What’s your name, title and how long have you been working in your current role here?
My name is Roma Kebede, I am the HR Generalist at CASS. I have been in this role since January 2020.
What other roles have you had in the agency if any?
Previous to my current position I was an HR Admin and began with the agency on August 1, 2018.
What do you want the community to know about the people we serve?
They’re my inspiration and one of the many reasons I work at CASS.
What is your favourite part about working at Calgary Alternative Support Services?
The clients, staff, and flexibility is the best part. I am a single mom of one incredible human being, I am definitely biased, but I honestly feel it can’t get any better. CASS gives me the flexibility to ensure I am there for anything and everything to do with my son.

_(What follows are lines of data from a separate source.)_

PR #3443, opened 2025-08-22
feat: Add shared drive list into sidebar :sparkles:

lethemanh:
### Evidence:

CleanShot 2025-08-22 at 17 11 04@2x

### DIFF
--- a/src/modules/views/Folder/FolderViewBody.jsx
+++ b/src/modules/views/Folder/FolderViewBody.jsx
@@ -125,12 +125,11 @@ const FolderViewBody = ({
     navigate('/folder')
   }, [navigate])
 
-  const FileListBodyWrapper = ({ viewType, isDesktop, children }) => {
+  const FileListBodyWrapper = ({ viewType, children }) => {
     return (
       <div
         className={cx(
-          viewType === 'grid' ? styles['fil-folder-body-grid'] : '',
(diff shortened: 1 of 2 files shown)


src/modules/navigation/components/FileLink.tsx
```diff
@@ -13,6 +13,14 @@ const FileLink = forwardRef<HTMLAnchorElement, FileLinkProps>(
   function FileLinkComponent({ link, children, ...props }, ref) {
     const openInNewTab = link.openInNewTab ? { target: '_blank' } : {}
 
+    if (link.isSharedDrive) {
```
rezk2ll: I believe this change is unrelated to the task, just add back the code removed from this commit https://github.com/cozy/cozy-drive/commit/79281c8a62bc7b858c0ec58d40b3e02571421908

if there are changes to be made to the file link or opening shared drives from the list it should be done in a separate PR

src/modules/navigation/hooks/useFileLink.tsx
```diff
@@ -99,11 +101,24 @@ const useFileLink = (
     ...Object.fromEntries(new URLSearchParams(to.search).entries())
   })
 
+  const generateSharedDrivePath = (
```
rezk2ll: same

rezk2ll (approved):

PR #3444, opened 2025-08-22
fix: not being able to scroll on mobile 🐛

rezk2ll:
fixes scroll on mobile for both grid and list view.

root issue:
`overflow: hidden` was added when on mobile to the folder body, which clips the content, disables scrolling, touch dragging, etc

## demo

https://github.com/user-attachments/assets/56f3a095-658f-49ba-90ed-2f12a49c2dc0

### DIFF
--- a/src/modules/views/Folder/FolderViewBody.jsx
+++ b/src/modules/views/Folder/FolderViewBody.jsx
@@ -125,12 +125,11 @@ const FolderViewBody = ({
     navigate('/folder')
   }, [navigate])
 
-  const FileListBodyWrapper = ({ viewType, isDesktop, children }) => {
+  const FileListBodyWrapper = ({ viewType, children }) => {
     return (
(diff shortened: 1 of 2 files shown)


lethemanh (approved):

JF-Cozy:
is it working for both virtualized and not virtualized tables? BTW I think we should now remove the old not virtualized table to avoid maintaining both code, and so maybe prioritize minor issue of the virtualized table.

rezk2ll:
> is it working for both virtualized and not virtualized tables? BTW I think we should now remove the old not virtualized table to avoid maintaining both code, and so maybe prioritize minor issue of the virtualized table.

Yes it works on both views.
The issue was an `overflow: hidden !important` was added to the folder view body when in mobile. There was no reason for it to exist, and i suspect it was added by some AI autogenerate.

My favourite part before Covid, that is, was seeing all the clients in the mornings and afternoons. I met a client my first week at CASS who was terrific. They always had a joke to share. I loved hearing their stories and the excitement in their voice when they would explain where they had just come from or what they were going to do that day. Humour was how they communicated, and they had the most infectious laugh. I would hear it at my desk upstairs and smile; this was why I stay at CASS, the individuals we serve across all programs, and the fantastic staff.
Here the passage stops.